There was no sound from the canary, but the colonel was in such an abject state that he found himself searching for an excuse to forget whether the bird existed or not. He was shivering so violently from the cold that he could not bring himself to go out onto the verandah and down the corridor to take a look at the bird. His putting off going to see the canary had nothing to do with the fact that the canary was called ‘Parvaneh’ and that, having buried his daughter, he did not want to be reminded of her. No, it was just that he was cold. But the fact that he could not hear it singing made him aware that time had cracked on, since the canary always started singing at dawn, and continued warbling until the sun was well up. Then it stopped for an hour or so, and started again at about nine. So, if the canary had not retreated into its shell, it must now be about nine in the morning, the interval between its two performances. But why should the colonel have imagined that the canary had not withdrawn into its shell as of today?
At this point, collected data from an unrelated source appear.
Issue #4230, opened 2020-03-12
Report speed with SI symbol k for kilo


AlbertVeli:
According to the international system of units kilo is written with a lower-case **k** while john reports speeds with a capital **K**. See https://en.wikipedia.org/wiki/Kilo-

# Steps to reproduce
Run john and check how it reports performance. If the kilo prefix is used it looks something like this:
```1011Kc/s```

**Comment by solardiz** [comment]
I'd rather not change this. On one hand, yes there's that in SI. On the other hand, capital K doesn't clash with anything relevant (to my knowledge) and is more consistent with our use of M, G, T, which match SI and thus should stay as-is.

https://en.wikipedia.org/wiki/International_System_of_Units#Prefixes

Besides, if we change this now, we'll have a mix of lowercase k and uppercase K in JtR benchmark results and status lines that people report, and probably even in some examples that we ourselves have recorded in documentation, wiki, etc.

Does anyone else have a preference on this?

I also think we have plenty of real issues to spend our time on, whereas this is a bikeshed.

Tentatively setting this to WONTFIX, and will likely close soon.

**Comment by solardiz** [comment]
I guess SI's use of lowercase k is historical, consistent with its similarly historical use of "kg" as a base unit and its use of uppercase K for Kelvin. I think I understand and agree with those choices of theirs, but all of this is mostly irrelevant to us.

**Comment by solardiz** [comment]
A reason in favor of @AlbertVeli's suggestion is that it'd be consistent with hashcat, which uses:

```c
static const char UNITS[7] = { ' ', 'k', 'M', 'G', 'T', 'P', 'E' };
```

magnumripper:
We could claim that our figure shows expected speed of ambient temperature change, in Kelvins per second.

I'd rather keep `K` and shift by 10 instead of dividing by 1000, but that's me and it would give all the legacy problems already mentioned. Let's postpone fixing this issue until all other issues are closed 😇

AlbertVeli:
That is ok. Good to have an issue anyway in case somebody else wonders, then they can look at the comments here.

PR #4527, opened 2020-12-16
Corrections for human_prefix()

magnumripper:
The comments stated SI prefix while the example correctly showed that it (unlike human_prefix_small) will produce a binary prefix.

Fix comments and add an "i" to its output (as in Ki, Mi) rendering proper IEC prefixes.

### DIFF
--- a/src/misc.h
+++ b/src/misc.h
@@ -190,14 +190,16 @@ const char *jtr_lltoa(int64_t num, char *result, int result_len, int base);
 const char *jtr_ulltoa(uint64_t num, char *result, int result_len, int base);
 
 /*
- * Change some large number to a string possibly using SI prefix
- * eg. 437281954 -> "417 M"
+ * Change some large number to a string possibly using binary prefix,
+ * eg. 437281954 -> "417 Mi"
+ * Note: "leaks" 16 bytes each time (mem_alloc_tiny)
  */
 extern char *human_prefix(uint64_t num);
 
 /*
  * Change some tiny number to a string possibly using SI prefix
  * eg. 0.123 -> "123 m"
+ * Note: "leaks" 16 bytes each time (mem_alloc_tiny)
  */
 extern char *human_prefix_small(double num);
 
--- a/src/misc.c
+++ b/src/misc.c
@@ -574,7 +574,7 @@ char *human_prefix(uint64_t num)
 	}
 
 	if (*p)
-		snprintf(out, 16, "%u %c", (uint32_t)num, *p);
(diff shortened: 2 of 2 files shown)


ghost (approved):
Approved as trivial patch.

src/misc.h
```diff
@@ -190,14 +190,16 @@ const char *jtr_lltoa(int64_t num, char *result, int result_len, int base);
...
+ * Change some large number to a string possibly using binary prefix,
+ * eg. 437281954 -> "417 Mi"
+ * Note: "leaks" 16 bytes each time (mem_alloc_tiny)
  */
 extern char *human_prefix(uint64_t num);
 
 /*
  * Change some tiny number to a string possibly using SI prefix
  * eg. 0.123 -> "123 m"
+ * Note: "leaks" 16 bytes each time (mem_alloc_tiny)
```
ghost, line 202: The problem with leaks (not sure if this will be one problem) is CI.

CI is the monkey we have to run a fast/dumb (and very useful) checks. If we insert acceptable leaks, we can no longer use the helpful monkey. I suggest we should avoid it by design (I mean, fix it if it is a problem).

solardiz (approved):
The changes look OK to me. grepping the tree, we appear to only use this function for bytes, so binary is appropriate. BTW, uppercase "K" is correct when used with the binary prefix, so #4230 doesn't apply. :-)

src/misc.h
solardiz: Right. Yet I can see how it'd be nasty to free this memory after every call to these, or to have them use one static buffer, as they might be called multiple times from arguments to one `printf()` or such. A crazy way I've seen how people workaround this in C is have functions like these iterate over several static buffers, like:

```c
static unsigned int bufid;
static char bufs[8][16];
char *buf = bufs[bufid++ & 7];
```

but then the user of such functions needs to remember that while a limited number of them is OK to use in one `printf()`, their returned pointers are nevertheless not OK to store long-term. I have mixed feelings about this.

magnumripper: > but then the user of such functions needs to remember that while a limited number of them is OK to use in one `printf()`, their returned pointers are nevertheless not OK to store long-term. I have mixed feelings about this.

I'm guilty of doing that, maybe even in this repo. I think this tiny alloc is better (for this very use).

It's not actually a memory leak by most definitions as there's nowhere this is used in any loop and/or over time - it's merely that we never free it until just before exit (Jumbo-specific, to help with leak debugging), just like lots of other stuff. Anyway while touching the comments I thought I'd add a note about it.

PR #4528, opened 2020-12-19
Excel 95 XOR obfuscation

DidierStevens:
I added detection of Excel 95 XOR obfuscation to office2john.py

### DIFF
--- a/run/office2john.py
+++ b/run/office2john.py
@@ -2383,7 +2383,10 @@ def find_rc4_passinfo_xls(filename, stream):
         data = stream.read(length)
 
         if type == 0x2f:  # FILEPASS
-            if data[0:2] == b"\x00\x00":  # XOR obfuscation
+            if length == 4:  # Excel 95 XOR obfuscation
+                sys.stderr.write("%s : Excel 95 XOR obfuscation detected, key : %s, hash : %s\n" % \
+                    (filename, binascii.hexlify(data[0:2]), binascii.hexlify(data[2:4])))
+            elif data[0:2] == b"\x00\x00":  # XOR obfuscation
                 sys.stderr.write("%s : XOR obfuscation detected, key : %s, hash : %s\n" % \
                     (filename, binascii.hexlify(data[2:4]), binascii.hexlify(data[4:6])))
             elif data[0:6] == b'\x01\x00\x01\x00\x01\x00':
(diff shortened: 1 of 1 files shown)


ghost:
Do you have sample files (or could you create some) to add to samples repository?

DidierStevens:
Yes, I do. You want a PR for the samples repository too?

ghost:
Please, do.

Em sáb., 19 de dez. de 2020 às 09:52, Didier Stevens <
notifications@github.com> escreveu:

solardiz:
Thank you @DidierStevens! This looks good to me. Have you tested that this doesn't cause any regressions for other samples? I wonder if there are possibly other cases when the length could be 4 in that place.

And yes, please send us a PR against the john-samples repo as well.

DidierStevens:
I'll have to do the checkout on a Linux machine, because there's a filename problem in that repository, someone used characters not supported on Windows/NTFS:
error: inval

id path 'SSH/ssh-key-collection/key-!@#$%^&*'

Meanwhile, I'll attach the files here.
[samples.zip](https://github.com/openwall/john/files/5719450/samples.zip)

solardiz:
> I wonder if there are possibly other cases when the length could be 4 in that place.

Reviewing more context, I see that all of the `elif` blocks imply a length of more than 4 for correct operation. So we should be fine with this change.

> id path 'SSH/ssh-key-collection/key-!@#$%^&*'

We'd also welcome a PR renaming this file to something saner. If those characters are the password, they should be inside a file, not in the filename.

solardiz (approved):

DidierStevens:
For BIFF8 record, the length of FILEPASS is more than 4 (at least 6), as documented here:
https://docs.microsoft.com/en-us/openspecs/office_file_formats/ms-xls/cf9ae8d5-4e8c-40a2-95f1-3b31f16b5529

Excel 95 is BIFF5/BIFF7, and there the filepass record has 4 data bytes, as documented in this OpenOffice document (page 154):
https://simson.net/ref/2006/file-formats/excelfileformat.pdf

solardiz:
Thank you for this detail/links.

“Amir… what are you doing? Are you coming with me to your brother’s funeral?”
“No, I haven’t got a brother to get up and go to a funeral for.”
Amir did not need to be in the room for the colonel to put such a question to him and to get such an answer. No, absolutely not. the colonel was sure that even if Amir had been in the room, he would have got the same reply. There was no need for this kind of conversation between them any longer. The day that Amir came out to escort Mohammad-Taqi’s body home was, in the colonel’s view, unlikely to be repeated again in his lifetime, any more than was the atmosphere that prevailed on that day. In those days of easily won victories, people were happy to make the most precious sacrifice of all, the blood of youth, in the cause of supposed freedom. The blood of the masses flowed so freely that there seemed to be no end to it. Even the donating of blood seemed to serve the people’s lust for ecstasy.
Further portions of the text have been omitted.